## TASK TO COMPLETE
Select all lines in the records that include "reports".

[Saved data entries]

══════════

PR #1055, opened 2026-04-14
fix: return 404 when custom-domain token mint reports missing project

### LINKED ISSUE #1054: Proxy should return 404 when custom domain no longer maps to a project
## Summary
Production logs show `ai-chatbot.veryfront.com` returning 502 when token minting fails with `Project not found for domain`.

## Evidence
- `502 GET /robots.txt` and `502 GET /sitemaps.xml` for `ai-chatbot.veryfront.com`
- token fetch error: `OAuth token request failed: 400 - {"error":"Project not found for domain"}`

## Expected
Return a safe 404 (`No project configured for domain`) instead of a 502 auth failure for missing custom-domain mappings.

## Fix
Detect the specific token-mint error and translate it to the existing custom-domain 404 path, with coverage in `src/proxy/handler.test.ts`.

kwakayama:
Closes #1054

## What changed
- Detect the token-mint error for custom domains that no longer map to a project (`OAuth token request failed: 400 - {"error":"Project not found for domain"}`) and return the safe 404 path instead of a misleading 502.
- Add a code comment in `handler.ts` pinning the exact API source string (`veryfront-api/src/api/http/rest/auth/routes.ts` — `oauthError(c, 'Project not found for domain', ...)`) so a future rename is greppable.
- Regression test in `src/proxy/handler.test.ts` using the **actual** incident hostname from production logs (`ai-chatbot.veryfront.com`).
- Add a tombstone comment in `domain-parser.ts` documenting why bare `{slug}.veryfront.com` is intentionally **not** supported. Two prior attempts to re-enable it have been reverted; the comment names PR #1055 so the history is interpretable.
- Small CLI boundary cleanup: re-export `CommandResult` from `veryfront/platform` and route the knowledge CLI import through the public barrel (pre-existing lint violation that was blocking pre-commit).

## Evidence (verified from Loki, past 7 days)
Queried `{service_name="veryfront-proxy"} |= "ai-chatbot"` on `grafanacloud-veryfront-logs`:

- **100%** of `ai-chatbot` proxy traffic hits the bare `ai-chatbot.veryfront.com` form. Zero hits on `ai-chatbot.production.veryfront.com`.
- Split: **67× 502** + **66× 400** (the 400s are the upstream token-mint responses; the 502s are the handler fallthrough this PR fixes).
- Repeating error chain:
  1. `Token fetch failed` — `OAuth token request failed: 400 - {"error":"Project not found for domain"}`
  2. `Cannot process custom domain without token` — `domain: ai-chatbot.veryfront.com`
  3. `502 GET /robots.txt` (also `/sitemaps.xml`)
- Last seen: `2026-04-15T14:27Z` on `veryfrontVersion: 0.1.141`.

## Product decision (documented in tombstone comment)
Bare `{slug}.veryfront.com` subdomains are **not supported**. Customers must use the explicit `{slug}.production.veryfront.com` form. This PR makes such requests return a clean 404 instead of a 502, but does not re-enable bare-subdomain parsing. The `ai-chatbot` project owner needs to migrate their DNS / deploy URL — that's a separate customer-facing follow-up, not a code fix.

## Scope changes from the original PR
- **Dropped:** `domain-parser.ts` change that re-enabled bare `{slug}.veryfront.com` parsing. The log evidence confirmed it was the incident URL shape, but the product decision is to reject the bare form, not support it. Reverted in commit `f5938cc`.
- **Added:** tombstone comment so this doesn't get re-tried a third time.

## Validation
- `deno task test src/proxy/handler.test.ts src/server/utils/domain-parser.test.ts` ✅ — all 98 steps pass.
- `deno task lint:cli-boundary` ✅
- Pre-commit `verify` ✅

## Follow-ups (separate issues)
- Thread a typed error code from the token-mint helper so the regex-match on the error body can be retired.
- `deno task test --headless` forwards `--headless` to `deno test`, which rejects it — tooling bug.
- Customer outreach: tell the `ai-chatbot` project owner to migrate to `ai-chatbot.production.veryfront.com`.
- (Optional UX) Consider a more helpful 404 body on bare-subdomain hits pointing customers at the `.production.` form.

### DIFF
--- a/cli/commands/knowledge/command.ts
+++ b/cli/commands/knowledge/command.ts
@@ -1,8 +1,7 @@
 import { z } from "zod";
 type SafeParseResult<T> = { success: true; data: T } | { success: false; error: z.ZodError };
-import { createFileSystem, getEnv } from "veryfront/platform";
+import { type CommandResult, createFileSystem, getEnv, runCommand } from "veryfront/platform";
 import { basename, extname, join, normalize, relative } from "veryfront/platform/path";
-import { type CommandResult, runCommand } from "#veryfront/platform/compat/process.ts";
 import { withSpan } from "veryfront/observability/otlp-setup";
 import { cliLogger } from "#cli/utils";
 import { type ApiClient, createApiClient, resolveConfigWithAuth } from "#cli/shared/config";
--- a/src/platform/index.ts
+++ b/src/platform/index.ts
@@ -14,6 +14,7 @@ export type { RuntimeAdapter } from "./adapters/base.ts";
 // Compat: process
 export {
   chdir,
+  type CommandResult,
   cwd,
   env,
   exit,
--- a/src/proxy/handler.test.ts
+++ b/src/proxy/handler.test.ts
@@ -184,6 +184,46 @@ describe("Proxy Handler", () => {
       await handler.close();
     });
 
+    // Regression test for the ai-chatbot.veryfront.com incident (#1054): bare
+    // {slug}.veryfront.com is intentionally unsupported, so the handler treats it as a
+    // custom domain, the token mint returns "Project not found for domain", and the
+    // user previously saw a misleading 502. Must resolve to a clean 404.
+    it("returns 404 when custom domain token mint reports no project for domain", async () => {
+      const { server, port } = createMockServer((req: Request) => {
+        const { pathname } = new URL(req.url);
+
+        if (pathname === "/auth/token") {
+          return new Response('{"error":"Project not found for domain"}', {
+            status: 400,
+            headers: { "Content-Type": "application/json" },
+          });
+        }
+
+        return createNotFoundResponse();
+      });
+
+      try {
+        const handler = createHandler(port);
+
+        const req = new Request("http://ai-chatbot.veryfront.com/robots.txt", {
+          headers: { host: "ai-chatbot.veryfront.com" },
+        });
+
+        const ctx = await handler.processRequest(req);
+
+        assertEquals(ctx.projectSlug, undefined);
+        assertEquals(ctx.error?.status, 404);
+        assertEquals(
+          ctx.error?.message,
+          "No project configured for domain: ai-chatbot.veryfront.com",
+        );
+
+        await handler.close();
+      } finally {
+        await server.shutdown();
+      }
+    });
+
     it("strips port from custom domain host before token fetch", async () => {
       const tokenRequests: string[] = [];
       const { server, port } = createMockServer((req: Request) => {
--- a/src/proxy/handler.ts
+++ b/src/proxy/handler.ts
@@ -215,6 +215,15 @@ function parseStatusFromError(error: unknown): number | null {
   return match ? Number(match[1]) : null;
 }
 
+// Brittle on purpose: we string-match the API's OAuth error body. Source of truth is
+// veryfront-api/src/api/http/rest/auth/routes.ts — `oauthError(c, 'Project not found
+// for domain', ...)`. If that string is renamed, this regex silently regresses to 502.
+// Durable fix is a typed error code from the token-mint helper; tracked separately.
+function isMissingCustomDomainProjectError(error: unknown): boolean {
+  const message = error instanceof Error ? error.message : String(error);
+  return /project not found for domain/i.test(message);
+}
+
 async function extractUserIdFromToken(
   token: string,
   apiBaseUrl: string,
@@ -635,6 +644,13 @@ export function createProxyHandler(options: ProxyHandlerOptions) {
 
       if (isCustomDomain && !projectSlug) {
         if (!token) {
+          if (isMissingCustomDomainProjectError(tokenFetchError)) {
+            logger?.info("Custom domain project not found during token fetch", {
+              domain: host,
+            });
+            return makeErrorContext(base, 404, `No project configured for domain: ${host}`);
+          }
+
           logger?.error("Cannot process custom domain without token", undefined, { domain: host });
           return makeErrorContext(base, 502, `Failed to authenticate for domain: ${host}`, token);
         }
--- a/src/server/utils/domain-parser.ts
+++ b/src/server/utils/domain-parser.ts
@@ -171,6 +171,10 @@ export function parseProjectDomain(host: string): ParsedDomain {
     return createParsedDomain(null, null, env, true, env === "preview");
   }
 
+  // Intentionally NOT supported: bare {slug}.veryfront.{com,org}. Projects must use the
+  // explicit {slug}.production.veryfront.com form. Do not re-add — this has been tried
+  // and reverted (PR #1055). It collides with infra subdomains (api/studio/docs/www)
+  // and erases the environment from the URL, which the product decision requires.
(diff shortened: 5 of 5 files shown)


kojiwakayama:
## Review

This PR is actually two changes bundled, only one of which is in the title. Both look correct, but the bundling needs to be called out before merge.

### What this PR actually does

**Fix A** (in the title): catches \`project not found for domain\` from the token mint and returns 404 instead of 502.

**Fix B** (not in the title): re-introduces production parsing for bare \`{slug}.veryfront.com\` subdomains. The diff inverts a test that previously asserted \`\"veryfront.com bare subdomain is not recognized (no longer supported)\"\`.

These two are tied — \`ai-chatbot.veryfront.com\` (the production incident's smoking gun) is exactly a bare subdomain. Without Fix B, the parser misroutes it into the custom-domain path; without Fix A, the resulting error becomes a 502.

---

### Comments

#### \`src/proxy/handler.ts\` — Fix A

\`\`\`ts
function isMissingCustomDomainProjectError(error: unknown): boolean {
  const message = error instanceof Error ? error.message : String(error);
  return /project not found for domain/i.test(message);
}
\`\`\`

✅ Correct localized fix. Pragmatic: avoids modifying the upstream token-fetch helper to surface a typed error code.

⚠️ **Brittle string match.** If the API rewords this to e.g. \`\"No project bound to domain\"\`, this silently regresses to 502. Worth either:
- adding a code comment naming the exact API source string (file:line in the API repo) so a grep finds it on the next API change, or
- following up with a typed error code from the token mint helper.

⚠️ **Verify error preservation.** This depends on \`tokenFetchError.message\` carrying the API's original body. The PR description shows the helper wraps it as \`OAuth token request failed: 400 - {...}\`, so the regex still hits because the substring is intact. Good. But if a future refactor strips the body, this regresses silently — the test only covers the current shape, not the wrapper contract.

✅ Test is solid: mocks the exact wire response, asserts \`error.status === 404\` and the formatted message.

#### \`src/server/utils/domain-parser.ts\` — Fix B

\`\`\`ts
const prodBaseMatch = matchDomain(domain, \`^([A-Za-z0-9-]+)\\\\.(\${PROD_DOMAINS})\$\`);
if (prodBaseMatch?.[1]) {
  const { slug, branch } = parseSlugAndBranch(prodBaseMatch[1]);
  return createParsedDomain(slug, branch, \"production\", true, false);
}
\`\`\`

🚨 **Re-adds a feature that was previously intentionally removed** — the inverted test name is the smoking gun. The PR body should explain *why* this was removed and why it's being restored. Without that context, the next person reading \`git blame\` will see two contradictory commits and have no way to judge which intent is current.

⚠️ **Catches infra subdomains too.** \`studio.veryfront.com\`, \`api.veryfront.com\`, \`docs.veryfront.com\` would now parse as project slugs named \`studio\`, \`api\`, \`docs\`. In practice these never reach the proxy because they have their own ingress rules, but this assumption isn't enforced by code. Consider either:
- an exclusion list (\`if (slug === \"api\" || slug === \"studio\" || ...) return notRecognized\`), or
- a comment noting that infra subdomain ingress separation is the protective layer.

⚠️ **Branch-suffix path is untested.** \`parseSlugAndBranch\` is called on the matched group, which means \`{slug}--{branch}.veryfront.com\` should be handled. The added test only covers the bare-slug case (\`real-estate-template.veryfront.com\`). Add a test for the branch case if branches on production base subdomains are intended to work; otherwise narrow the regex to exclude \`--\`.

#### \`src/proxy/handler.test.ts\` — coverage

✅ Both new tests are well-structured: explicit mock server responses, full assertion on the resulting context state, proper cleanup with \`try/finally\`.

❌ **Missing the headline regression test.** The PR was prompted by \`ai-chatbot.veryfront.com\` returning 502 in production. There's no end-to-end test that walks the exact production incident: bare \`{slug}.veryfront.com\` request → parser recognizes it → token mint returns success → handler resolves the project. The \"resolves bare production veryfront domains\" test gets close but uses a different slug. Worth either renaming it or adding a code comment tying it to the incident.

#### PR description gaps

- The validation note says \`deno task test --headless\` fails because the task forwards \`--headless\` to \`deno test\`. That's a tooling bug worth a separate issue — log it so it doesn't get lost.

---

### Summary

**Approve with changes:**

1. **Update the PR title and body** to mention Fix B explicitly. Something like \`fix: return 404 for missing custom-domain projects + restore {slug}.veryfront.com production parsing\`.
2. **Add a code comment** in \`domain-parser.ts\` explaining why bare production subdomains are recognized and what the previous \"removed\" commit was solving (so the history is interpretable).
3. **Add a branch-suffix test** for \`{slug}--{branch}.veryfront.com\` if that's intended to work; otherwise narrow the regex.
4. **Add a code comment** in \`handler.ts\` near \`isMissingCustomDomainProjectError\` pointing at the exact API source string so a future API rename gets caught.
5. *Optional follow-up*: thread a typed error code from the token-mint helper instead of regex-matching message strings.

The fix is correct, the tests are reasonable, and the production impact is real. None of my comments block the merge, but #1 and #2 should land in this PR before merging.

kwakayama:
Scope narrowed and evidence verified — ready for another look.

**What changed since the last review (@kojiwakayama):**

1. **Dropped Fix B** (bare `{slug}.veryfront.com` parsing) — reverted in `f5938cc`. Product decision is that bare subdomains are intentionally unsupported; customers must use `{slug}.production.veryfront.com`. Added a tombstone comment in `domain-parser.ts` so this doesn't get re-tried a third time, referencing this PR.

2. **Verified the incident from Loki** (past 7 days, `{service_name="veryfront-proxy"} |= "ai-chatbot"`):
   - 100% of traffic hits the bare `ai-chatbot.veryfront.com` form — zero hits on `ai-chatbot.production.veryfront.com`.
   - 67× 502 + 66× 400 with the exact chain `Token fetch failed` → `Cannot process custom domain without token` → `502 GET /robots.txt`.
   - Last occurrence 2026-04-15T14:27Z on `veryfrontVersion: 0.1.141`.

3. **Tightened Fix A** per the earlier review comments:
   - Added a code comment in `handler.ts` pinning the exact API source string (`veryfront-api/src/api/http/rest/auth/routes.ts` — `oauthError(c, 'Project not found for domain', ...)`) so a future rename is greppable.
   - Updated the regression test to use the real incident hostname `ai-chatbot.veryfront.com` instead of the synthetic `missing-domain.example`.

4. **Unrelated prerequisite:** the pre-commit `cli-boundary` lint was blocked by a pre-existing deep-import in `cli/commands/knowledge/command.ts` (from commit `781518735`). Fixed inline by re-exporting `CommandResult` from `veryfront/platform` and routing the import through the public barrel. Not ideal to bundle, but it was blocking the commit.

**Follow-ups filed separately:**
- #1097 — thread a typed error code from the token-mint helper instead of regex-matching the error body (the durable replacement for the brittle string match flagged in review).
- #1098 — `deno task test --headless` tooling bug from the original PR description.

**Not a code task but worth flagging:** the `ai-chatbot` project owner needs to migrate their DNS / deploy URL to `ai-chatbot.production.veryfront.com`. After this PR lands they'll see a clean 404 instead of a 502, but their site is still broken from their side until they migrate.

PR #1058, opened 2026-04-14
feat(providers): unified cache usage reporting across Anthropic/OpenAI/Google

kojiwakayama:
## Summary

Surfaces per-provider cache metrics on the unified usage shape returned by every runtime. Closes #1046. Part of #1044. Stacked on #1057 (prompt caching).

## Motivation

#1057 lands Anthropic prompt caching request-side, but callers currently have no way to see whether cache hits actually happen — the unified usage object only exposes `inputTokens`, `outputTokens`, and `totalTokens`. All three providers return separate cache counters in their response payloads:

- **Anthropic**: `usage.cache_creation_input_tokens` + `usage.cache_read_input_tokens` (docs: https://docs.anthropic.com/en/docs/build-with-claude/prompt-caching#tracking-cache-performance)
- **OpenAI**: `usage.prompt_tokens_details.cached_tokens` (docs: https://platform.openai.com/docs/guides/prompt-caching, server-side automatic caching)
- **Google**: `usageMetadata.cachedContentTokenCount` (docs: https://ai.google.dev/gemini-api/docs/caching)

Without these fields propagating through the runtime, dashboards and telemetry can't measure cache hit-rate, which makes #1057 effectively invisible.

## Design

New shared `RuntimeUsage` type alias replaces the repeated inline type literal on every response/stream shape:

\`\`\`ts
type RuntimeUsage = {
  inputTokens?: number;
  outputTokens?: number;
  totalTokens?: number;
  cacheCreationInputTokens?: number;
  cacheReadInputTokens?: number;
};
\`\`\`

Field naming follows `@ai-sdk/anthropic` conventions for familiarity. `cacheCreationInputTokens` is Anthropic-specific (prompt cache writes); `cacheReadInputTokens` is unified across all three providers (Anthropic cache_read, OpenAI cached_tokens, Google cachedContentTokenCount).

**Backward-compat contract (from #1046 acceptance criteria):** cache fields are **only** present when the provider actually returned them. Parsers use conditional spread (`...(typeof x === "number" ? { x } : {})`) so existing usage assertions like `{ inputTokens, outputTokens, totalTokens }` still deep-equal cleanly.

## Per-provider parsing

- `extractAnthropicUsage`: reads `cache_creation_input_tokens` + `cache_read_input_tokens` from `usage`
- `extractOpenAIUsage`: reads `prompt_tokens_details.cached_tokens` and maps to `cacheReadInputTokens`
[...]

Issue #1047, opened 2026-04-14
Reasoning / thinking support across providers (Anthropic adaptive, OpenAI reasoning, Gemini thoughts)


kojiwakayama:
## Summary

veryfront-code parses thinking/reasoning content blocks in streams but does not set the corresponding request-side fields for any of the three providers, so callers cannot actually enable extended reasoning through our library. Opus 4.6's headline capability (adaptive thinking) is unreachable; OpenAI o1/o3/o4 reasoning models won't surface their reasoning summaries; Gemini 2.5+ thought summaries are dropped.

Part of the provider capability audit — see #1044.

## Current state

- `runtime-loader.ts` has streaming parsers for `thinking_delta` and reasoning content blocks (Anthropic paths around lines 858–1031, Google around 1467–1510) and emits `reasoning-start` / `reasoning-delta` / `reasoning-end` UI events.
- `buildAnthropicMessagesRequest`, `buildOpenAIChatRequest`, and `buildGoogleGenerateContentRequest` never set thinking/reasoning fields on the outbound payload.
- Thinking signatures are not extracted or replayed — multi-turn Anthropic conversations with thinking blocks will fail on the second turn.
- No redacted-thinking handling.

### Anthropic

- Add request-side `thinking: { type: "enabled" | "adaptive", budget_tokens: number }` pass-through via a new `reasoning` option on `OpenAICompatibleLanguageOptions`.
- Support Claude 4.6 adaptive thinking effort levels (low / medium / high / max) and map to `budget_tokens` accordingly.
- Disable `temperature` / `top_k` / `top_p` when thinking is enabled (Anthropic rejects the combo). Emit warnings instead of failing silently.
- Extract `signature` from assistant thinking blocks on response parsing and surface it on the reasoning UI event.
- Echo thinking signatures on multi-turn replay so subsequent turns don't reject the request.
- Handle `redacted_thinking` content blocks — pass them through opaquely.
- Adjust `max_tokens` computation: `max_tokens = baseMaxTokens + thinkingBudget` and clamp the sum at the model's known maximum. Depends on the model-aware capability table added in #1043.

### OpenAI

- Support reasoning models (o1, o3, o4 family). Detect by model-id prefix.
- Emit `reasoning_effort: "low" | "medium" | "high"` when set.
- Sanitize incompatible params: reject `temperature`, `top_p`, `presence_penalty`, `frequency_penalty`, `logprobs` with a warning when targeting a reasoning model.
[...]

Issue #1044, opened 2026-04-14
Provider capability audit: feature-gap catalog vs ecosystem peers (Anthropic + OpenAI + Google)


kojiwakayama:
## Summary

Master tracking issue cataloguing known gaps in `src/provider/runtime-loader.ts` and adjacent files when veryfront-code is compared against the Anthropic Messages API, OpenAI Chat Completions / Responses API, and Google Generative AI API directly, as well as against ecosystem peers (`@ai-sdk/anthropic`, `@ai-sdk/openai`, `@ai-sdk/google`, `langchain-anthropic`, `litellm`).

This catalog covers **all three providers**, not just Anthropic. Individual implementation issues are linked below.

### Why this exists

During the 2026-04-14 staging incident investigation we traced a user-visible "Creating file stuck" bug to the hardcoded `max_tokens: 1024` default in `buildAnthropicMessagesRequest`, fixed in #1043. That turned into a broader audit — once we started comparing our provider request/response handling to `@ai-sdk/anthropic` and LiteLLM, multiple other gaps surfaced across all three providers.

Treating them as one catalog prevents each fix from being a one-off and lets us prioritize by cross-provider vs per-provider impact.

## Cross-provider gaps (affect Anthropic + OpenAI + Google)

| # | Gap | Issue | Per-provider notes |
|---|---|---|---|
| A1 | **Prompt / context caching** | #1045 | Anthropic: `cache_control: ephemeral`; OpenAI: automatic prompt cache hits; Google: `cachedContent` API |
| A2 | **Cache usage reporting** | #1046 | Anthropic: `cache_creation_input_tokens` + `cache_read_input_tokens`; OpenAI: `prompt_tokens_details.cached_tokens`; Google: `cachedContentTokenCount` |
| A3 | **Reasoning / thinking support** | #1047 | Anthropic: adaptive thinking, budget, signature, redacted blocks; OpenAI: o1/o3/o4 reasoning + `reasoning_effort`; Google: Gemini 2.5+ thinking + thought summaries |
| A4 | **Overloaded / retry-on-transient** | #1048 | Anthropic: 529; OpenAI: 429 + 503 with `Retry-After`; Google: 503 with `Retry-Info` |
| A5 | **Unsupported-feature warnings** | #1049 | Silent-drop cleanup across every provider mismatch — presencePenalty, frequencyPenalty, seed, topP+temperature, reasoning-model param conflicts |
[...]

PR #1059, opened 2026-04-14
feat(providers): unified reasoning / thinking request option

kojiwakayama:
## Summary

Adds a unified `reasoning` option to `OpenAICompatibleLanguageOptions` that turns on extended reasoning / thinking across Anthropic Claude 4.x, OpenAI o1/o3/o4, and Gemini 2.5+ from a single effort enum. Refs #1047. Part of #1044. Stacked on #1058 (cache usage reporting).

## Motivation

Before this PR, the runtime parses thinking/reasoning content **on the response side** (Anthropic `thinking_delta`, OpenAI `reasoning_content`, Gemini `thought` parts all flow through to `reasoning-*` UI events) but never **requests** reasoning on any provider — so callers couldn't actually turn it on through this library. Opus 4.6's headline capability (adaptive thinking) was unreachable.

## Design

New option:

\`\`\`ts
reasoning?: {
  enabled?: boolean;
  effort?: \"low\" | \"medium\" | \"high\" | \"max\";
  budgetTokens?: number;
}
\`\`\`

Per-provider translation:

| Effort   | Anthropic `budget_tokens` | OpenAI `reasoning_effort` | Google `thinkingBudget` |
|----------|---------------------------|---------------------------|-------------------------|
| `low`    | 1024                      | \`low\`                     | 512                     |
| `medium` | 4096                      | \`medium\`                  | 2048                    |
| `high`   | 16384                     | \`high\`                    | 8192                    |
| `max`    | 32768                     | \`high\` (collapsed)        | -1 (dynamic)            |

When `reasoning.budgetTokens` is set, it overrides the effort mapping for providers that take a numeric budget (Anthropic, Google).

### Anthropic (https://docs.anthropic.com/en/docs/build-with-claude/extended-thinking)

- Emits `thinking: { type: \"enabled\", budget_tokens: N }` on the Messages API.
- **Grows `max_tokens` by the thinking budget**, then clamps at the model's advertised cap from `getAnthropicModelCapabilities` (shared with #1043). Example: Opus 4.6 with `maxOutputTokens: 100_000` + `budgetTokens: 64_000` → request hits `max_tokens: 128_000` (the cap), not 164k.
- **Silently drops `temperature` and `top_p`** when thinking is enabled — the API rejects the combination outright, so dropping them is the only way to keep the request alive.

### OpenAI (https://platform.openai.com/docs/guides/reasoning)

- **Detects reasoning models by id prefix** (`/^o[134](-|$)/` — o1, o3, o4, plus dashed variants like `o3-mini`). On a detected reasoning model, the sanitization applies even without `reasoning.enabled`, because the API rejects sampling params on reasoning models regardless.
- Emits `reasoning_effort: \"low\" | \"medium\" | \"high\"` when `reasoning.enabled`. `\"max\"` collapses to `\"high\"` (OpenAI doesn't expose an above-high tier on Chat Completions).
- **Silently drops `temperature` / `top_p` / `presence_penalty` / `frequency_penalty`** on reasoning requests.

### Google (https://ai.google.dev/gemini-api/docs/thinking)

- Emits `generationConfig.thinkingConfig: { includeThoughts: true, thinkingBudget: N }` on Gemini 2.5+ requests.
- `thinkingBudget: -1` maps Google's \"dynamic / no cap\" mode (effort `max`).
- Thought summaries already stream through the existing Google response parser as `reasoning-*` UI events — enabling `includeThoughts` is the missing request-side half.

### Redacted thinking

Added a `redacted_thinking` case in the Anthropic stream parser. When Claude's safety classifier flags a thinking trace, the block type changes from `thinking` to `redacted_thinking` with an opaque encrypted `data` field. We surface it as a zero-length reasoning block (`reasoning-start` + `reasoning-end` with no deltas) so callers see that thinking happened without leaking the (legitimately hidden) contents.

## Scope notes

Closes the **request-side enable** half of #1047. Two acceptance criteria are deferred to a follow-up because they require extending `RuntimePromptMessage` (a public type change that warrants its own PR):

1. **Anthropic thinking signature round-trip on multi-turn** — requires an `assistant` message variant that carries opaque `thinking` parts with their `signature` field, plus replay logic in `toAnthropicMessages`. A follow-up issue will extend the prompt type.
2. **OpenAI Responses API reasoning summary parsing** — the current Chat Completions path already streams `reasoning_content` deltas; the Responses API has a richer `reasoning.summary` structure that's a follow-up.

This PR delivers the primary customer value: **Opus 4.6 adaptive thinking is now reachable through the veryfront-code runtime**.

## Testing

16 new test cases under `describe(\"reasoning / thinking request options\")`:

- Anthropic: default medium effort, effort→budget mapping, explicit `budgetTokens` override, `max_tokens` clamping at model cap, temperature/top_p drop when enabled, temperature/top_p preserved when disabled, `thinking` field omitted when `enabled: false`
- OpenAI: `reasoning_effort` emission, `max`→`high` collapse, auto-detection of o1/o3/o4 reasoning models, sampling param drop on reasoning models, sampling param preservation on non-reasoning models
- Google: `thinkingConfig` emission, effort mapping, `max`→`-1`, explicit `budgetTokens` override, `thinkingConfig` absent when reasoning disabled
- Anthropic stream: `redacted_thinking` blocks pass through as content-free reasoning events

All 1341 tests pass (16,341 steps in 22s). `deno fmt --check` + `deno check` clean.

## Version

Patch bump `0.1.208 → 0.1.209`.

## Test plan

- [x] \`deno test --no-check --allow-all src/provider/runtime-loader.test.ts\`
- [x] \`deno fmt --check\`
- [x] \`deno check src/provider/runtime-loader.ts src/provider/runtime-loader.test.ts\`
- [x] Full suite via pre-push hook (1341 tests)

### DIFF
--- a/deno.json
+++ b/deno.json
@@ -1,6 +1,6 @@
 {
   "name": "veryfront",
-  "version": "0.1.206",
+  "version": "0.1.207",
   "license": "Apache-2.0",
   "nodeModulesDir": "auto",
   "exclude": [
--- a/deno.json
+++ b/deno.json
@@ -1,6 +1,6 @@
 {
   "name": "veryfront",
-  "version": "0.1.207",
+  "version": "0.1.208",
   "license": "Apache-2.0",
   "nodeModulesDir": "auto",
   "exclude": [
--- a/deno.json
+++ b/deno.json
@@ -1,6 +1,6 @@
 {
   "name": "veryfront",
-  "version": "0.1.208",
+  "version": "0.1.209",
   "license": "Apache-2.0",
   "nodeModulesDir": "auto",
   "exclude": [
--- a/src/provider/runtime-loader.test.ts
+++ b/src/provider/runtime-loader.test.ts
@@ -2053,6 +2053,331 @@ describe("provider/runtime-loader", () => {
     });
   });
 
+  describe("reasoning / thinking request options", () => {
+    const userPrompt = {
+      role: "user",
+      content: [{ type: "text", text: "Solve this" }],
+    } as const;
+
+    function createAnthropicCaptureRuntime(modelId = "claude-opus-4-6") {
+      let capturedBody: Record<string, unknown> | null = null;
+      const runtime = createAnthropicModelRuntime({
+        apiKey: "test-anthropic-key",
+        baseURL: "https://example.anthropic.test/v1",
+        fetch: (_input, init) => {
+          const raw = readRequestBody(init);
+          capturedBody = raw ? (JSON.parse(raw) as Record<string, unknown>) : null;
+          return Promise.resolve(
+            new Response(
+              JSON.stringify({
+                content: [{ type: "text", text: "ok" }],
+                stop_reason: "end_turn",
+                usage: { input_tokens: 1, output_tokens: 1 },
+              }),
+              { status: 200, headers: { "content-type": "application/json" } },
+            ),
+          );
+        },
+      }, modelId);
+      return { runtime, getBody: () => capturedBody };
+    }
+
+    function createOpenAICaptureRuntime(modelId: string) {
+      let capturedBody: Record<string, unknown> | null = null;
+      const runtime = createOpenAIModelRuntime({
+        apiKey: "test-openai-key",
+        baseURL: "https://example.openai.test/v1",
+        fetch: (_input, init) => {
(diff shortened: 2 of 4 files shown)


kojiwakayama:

══════════

## RESULT FOR THIS TASK
fix: return 404 when custom-domain token mint reports missing project
+    it("returns 404 when custom domain token mint reports no project for domain", async () => {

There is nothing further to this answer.